To evaluate model performance, the model-generated summary is compared against a human- authored reference summary using automated metrics for overall quality (ROUGE-2; BERTScore; Lin, 2004; Zhang et al., 2020b), faithfulness (Laban et al., 2022; Fabbri et al., 2022), and attractiveness (Grusky et al., 2018). Faithfulness refers to whether all the information in the model summary is supported by the article (Cao et al., 2018; Durmus et al., 2020; Maynez et al., 2020). Extractiveness refers to the extent to which model summaries involving copying from the input document: the distinction between extractive and abstractive approaches has been widely discussed in the summarization literature (see Nenkova and McKeown, 2012). We compute extractiveness since prior work has shown that current summarization systems tend to be less faithful, on average, whenever they extract less (Durmus et al., 2020; Mrini et al., 2021; Ladhak et al., 2022).

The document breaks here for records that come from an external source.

PR #462, opened 2025-09-02
Time aware fairness: prometheus time decay

itsomri:
Implement exponential decay in prometheus using the half life config.


pkg/scheduler/cache/usagedb/prometheus/prometheus.go
```diff
@@ -108,7 +113,7 @@ func (p *PrometheusClient) queryResourceUsage(ctx context.Context, allocationMet
 
 	// Log warnings if exist
 	for _, w := range warnings {
-		log.InfraLogger.V(3).Warnf("Warning querying cluster usage metric %s: %s", allocationMetric, w)
+		log.InfraLogger.V(3).Warnf("Warning querying cluster usage metric %s: %s", decayedAllocationMetric, w)
```
SiorMeir, line 116: just a minor note - I don't think we need the word Warning when the log level is already at warning level

pkg/scheduler/cache/usagedb/prometheus/prometheus.go
```diff
@@ -129,3 +134,14 @@ func (p *PrometheusClient) queryResourceUsage(ctx context.Context, allocationMet
 
 	return queueUsage, nil
 }
+
+func getExponentialDecayQuery(halfLifePeriod *time.Duration) string {
+	if halfLifePeriod == nil {
+		return ""
+	}
```
singh1203, line 141: It’s up to you - would you prefer returning `1` (no-op) or `nil` when `halfLifePeriod == nil`? That way, the query makes it clearer that no decay is applied.

singh1203 (approved):
Just for my knowledge, want to confirm, if `halfLifePeriod` isn’t set, does it just use the raw metric without decay?

Otherwise, all LGTM. 👍

pkg/scheduler/cache/usagedb/prometheus/prometheus.go
itsomri: I get what you're saying but I want to explain to the reader that this warning was received when trying to query the prometheus - what do you suggest?

itsomri:
> Just for my knowledge, want to confirm, if `halfLifePeriod` isn’t set, does it just use the raw metric without decay?
> 
> Otherwise, all LGTM. 👍 Thank you!

Yes, it sums the usage without applying half life

pkg/scheduler/cache/usagedb/prometheus/prometheus.go
itsomri: You mean a vector(1) that will multiply the original metric? If so, then no - I prefer to not add the half life to the expression at all - when things go wrong with querying prometheus, you sometimes need to debug the query that ran - I prefer to not make it more complex then it has to

pkg/scheduler/cache/usagedb/prometheus/prometheus.go
SiorMeir: @itsomri 
So I think we should specify here explicitly that this comes from the interaction with Prometheus.

Maybe something along the lines of `Failure to query cluster usage. Check Prometheus and TSDB`
?

In addition - I think Prometheus / metrics is a pretty important infra in k8s. Shouldn't this be upgraded to an Error?

itsomri: But it's not a failure, we just got some warnings (I don't really know what kind of warnings, maybe usage of deprecated functions/ unoptimized queries?)
I don't think we should consider this an error. Think about it: let's say you get a warning because your query is suboptimal - would you want to fail the query? This means the scheduler will operate without historical usage data, which means unfair evictions/allocations

SiorMeir: Got your point.
In this case, I'd stay with the current warning string.

SiorMeir (approved):

pkg/scheduler/cache/usagedb/prometheus/prometheus.go
singh1203: Got it!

We pay special attention to faithfulness as neural models in particular often hallucinate content that diverges from what appears in the document being summarized. Consequently, it is important to measure and improve the faithfulness of these systems since unfaithful systems may be harmful by potentially spreading misinformation, including dangerous, yet hard to detect errors, when deployed in real-world settings. We first evaluate the LMs using recently proposed reference-free evaluation metrics that have been shown to get high correlations with human scores for faithfulness (Laban et al., 2022; Fabbri et al., 2022). Recent work has shown that some reference-free evaluation metrics may be mostly relying on spurious correlations (Durmus et al., 2022). Given this, we further conducted a human user study to validate and supplement the automated evaluation.

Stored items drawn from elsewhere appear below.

PR #463, opened 2025-09-02
New plugin endpoint - for partition

omer-dayan:


pkg/scheduler/framework/session_plugins.go
```diff
@@ -341,6 +345,25 @@ func (ssn *Session) PredicateFn(task *pod_info.PodInfo, job *podgroup_info.PodGr
 	return nil
 }
 
+func (ssn *Session) PartitionFn(job *podgroup_info.PodGroupInfo, nodes api.Partition) ([]api.Partition, error) {
+	var err error
```
omer-dayan, line 349: In this function we take a partition (all cluster) and partition it to sub-partitions.
P1 -> P1s1, P1s2, P1s3.

And then each sub partition is partitioned so we sould have

P1s1p1, P1s1p2, P1s1p3, P1s2p1, P1s2p2, P1s2p3, P1s3p1, P1s3p2, P1s3p3.

That means that the order of partition functions is matter.
What do you think about it?

pkg/scheduler/api/types.go
```diff
@@ -28,9 +28,13 @@ import (
 	"github.com/NVIDIA/KAI-scheduler/pkg/scheduler/api/resource_info"
 )
 
+type Partition []*node_info.NodeInfo
```
omer-dayan: What do you think about the term "partition"?

Can you think of more appropriate term?

pkg/scheduler/actions/common/allocate.go
```diff
@@ -27,6 +27,22 @@ func AllocateJob(ssn *framework.Session, stmt *framework.Statement, nodes []*nod
...
+		if allocateJobOnPartition(ssn, stmt, partition, job, isPipelineOnly, tasksToAllocate) {
+			return true
+		}
+	}
+	return false
+}
+
+func allocateJobOnPartition(ssn *framework.Session, stmt *framework.Statement, nodes []*node_info.NodeInfo,
+	job *podgroup_info.PodGroupInfo, isPipelineOnly bool, tasksToAllocate []*pod_info.PodInfo) bool {
 	defer ssn.CleanAllocationAttemptCache(job)
```
omer-dayan, line 46: Notice the `defer ssn.CleanAllocationAttemptCache(job)` in here that would now happen on each partition try, multiple times for a single job, as opposed to before that it was happen once per job

pkg/scheduler/api/types.go
romanbaron: Just in case we will have other partitions in the future, maybe it should be `NodePartitions`?
Other possible names can be: Segments, Pools, Cohorts

pkg/scheduler/api/types.go
```diff
@@ -28,9 +28,13 @@ import (
...
+
 // PredicateFn is used to predicate node for task.
 type PredicateFn func(*pod_info.PodInfo, *podgroup_info.PodGroupInfo, *node_info.NodeInfo) error
 
+type PartitionFn func(*podgroup_info.PodGroupInfo, Partition) ([]Partition, error)
```
romanbaron: I understand why the first parameter is the job since it dictates how nodes are partitioned, why the second parameter is a Partition? Maybe it should simply be a slice of all cluster nodes?

omer-dayan: So we can have multiple plugins implement this function.
If we have only one plugin so yes the nodes could be infered from `ssn.Nodes`.
But when you have multiple plugins what is the expected behaviour?

In my implementation its partitining any previous partition

pkg/scheduler/framework/session_plugins.go
romanbaron: Can you maybe explain a bit more about this function?

I can imagine a pluggable function that divides the nodes into partitions, but I don't understand why it is invoked on every partitions again

omer-dayan: In our current plugin mechanism, most of the endpoints allow for multiple plugin implementations.
For example: `NodeScore` endpoint is implemented in multiple plugins: `nodeplacement`, `podaffinity`, etc.

I wanted to make this new endpoint the same. Allowing multiple plugins implement this new `Partition` endpoint.
For that, a question need to be asked - what is the expected behavior when you have 2 or more plugins?

What I decided to implement is that all plugins work in order.
Given you have `NodePoolPlugin` and `TopologyPlugin` both implement `Partition` endpoint - what would happen is that the first plugin, `NodePoolPlugin` will partition the cluster first:
AllCluster -> `NodePool1`, `NodePool2`, `NodePool3` ...

And then `TopologyPlugin` will partition each `NodePoolX`:
`NodePoolX` -> `NodePoolXDomain1`, `NodePoolXDomain2` ...

So we end up with:
[`NodePool1Domain1`, `NodePool1Domain2`, `NodePool2Domain1`, `NodePool2Domain2`, `NodePool2Domain3`, `NodePool3Domain1`]

pkg/scheduler/framework/session_plugins.go
```diff
@@ -341,6 +345,25 @@ func (ssn *Session) PredicateFn(task *pod_info.PodInfo, job *podgroup_info.PodGr
...
+func (ssn *Session) NodePartitionFn(job *podgroup_info.PodGroupInfo, nodes api.NodePartition) ([]api.NodePartition, error) {
+	var err error
+	partitions := []api.NodePartition{nodes}
+	for _, pfn := range ssn.NodePartitionFns {
+		newPartitions := []api.NodePartition{}
+		for _, partition := range partitions {
+			partitions, err = pfn(job, partition)
+			if err != nil {
+				log.InfraLogger.V(6).Infof(
+					"Failed to run Partition on job %s", job.Name)
```
romanbaron:
```suggestion
					"Failed to run NodePartitionFn on job %s", job.Name)
```

pkg/scheduler/actions/common/allocate.go
```diff
@@ -27,6 +27,22 @@ func AllocateJob(ssn *framework.Session, stmt *framework.Statement, nodes []*nod
 		return false
 	}
 
+	nodePartitions, err := ssn.NodePartitionFn(job, tasksToAllocate, nodes)
+	if err != nil {
+		log.InfraLogger.Errorf("Failed to partition nodes for job <%s/%s> in session %v, err: %v", job.Namespace, job.Name, ssn.UID, err)
+		return false
+	}
+
+	for _, partition := range nodePartitions {
```
itsomri, line 36: Please add a high-level log (maybe 5 or 6) that will give us details on the partitions (how many, attempt x/N, names, etc)

pkg/scheduler/actions/common/allocate.go
```diff
@@ -27,6 +27,22 @@ func AllocateJob(ssn *framework.Session, stmt *framework.Statement, nodes []*nod
 		return false
 	}
 
+	nodePartitions, err := ssn.NodePartitionFn(job, tasksToAllocate, nodes)
+	if err != nil {
+		log.InfraLogger.Errorf("Failed to partition nodes for job <%s/%s> in session %v, err: %v", job.Namespace, job.Name, ssn.UID, err)
```
itsomri, line 32:
```suggestion
		log.InfraLogger.V(1).Errorf("Failed to partition nodes for job <%s/%s> in session %v, err: %v", job.Namespace, job.Name, ssn.UID, err)
```

pkg/scheduler/api/types.go
```diff
@@ -28,9 +28,13 @@ import (
 	"github.com/NVIDIA/KAI-scheduler/pkg/scheduler/api/resource_info"
 )
 
+type NodePartition []*node_info.NodeInfo
```
itsomri, line 31: kinda feels like it belongs in nodeinfo

pkg/scheduler/framework/session_plugins.go
```diff
@@ -341,6 +345,25 @@ func (ssn *Session) PredicateFn(task *pod_info.PodInfo, job *podgroup_info.PodGr
 	return nil
 }
 
+func (ssn *Session) NodePartitionFn(job *podgroup_info.PodGroupInfo, tasks []*pod_info.PodInfo, nodes api.NodePartition) ([]api.NodePartition, error) {
+	var err error
+	partitions := []api.NodePartition{nodes}
```
enoodle, line 350: This always adds a partition of all the nodes, maybe it should be empty and some default plugin will fill it up? This way we can also remove it as an option if needed.

pkg/scheduler/api/types.go
itsomri: I think partitions should be named. Otherwise it will be hard to convey scheduling errors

Datasets. There is a growing collection of summarization datasets, including datasets that capture finer-grained and more specific summarization functions (e.g. summarizing multiple documents or conditional on a user query). Bommasani and Cardie (2020) show that there is significant diversity in summarization datasets along several axes, which makes selecting a few datasets to represent summarization rather challenging. Since we are especially interested in model faithfulness in this work (as this is a known failure mode of other neural approaches to summarization), we select the CNN/DailyMail (Hermann et al., 2015a) and XSUM (Narayan et al., 2018) datasets, which are the most well-studied datasets in the literature on summarization faithfulness. This also ensures domain coverage of news-type data. Importantly, these datasets differ along a central axis studied in summarization: XSUM is a dataset with largely abstractive reference summaries (meaning the string overlap between the document and its summary in the dataset is relatively small on average), whereas CNN/DailyMail is a dataset with largely extractive reference summaries. However, these datasets do not suffice in representing the full diversity of summarization, and we encourage future work to expand on our benchmark along this axis (e.g. add datasets from domains beyond news), particularly towards domains where there is greater demand for summaries (see Reiter, 2022). And we especially highlight that these two datasets have been the subject of critique, and that broader change is required for dataset and evaluation design in summarization and natural language generation (Gehrmann et al., 2022b; Reiter, 2022).